HTR-United / htr-united

Ground Truth Resources for the HTR of patrimonial documents

Home Page:https://htr-united.github.io

Geek Repo:Geek Repo

Github PK Tool:Github PK Tool

Adding dataset ARletta

lithlefranc opened this issue · comments

Hello !

Here is our dataset YAML file:

schema: https://htr-united.github.io/schema/2023-06-27/schema.json
title: ARletta
url: zenodo.org/records/11191457
authors:
 - name: Lith
   surname: Lefranc
 - name: Ilja
   surname: Van Damme
 - name: Thibault
   surname: Clérice
 - name: Mike
   surname: Kestemont
institutions:
 - name: University of Antwerp
 - name: National Institute for Research in Digital Science and Technology, Paris
description: Open-source handwritten text recognition models for historic Dutch
project-name: Bias in History
project-website: https://www.bias-in-history.eu/
language:
 - nld
 - fra
production-software: eScriptorium + Kraken
automatically-aligned: false
script:
 - iso: Latn
script-type: only-manuscript
time:
 notBefore: '1600'
 notAfter: '1940'
hands:
 count: more-than-10
 precision: estimated
license:
 name: CC-BY-SA 4.0
 url: https://creativecommons.org/licenses/by-sa/4.0/
format: Page-XML
volume:
 - metric: lines
   count: 431359
 - metric: regions
   count: 44536
 - metric: pages
   count: 10267
 - metric: characters
   count: 14253206
transcription-guidelines: diplomatic transcription: all of the text was transcribed verbatim, preserving all of its original features:
 - orthography: preserve original spelling
 - abbreviations: do not expand abbreviations
 - capitalization: retain original use of uppercase and lowercase letters
 - punctuation: transcribe punctuation marks exactly as they appear, even of they are unconventional by modern standards
 - special characters: include any special characters or symbols as they appear
 - formatting: maintain original formatting such as underlining or strikethrough
 - errors and corrections: include all errors and corrections found in the text
 - non-interpretative: avoid interpreting or modernizing the text
 - use the '@' symbol for characters you can not read an tag them as 'unclear' on baseline level
 - tag marginal text as 'marginalia' and main body text as 'paragraph' on region level

Hello Lith,

Thank you very much for this contribution and sorry for the late response! I have created a PR corresponding to the addition of the dataset card in the catalog.

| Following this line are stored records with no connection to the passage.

PR #1280, opened 2026-07-22
feat(link): implement attestor

swift1337:
- [x] In-process attestor
- [x] Remote attestor
- [x] Port encoding/cryptography from Solidity / ibc-attestor (Rust)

Regarding the description of the transcription guidelines, I think the description could be improved. Could you provide more details or refer to a transcription rulebook published somewhere else?

I have a remark that is not linked to the addition to HTR-United: on the Zenodo repo, you mention twice "/datasets/antw-expert: the image files and preprocessed transcription files for the Antwerp data (annotated by the expert);". Is the repository missing something or is it a typo?

Hello Alix,
Thanks for your remark on the Zenodo repository. That is a typo indeed. I have corrected it.
Considering the transcription guidelines: do the adjustments suffice?
Thank you!
Best wishes,
Lith

Hello,

Perfect, I just updated the yml file and merged the entry to the catalog :)
Thank you again for your contribution!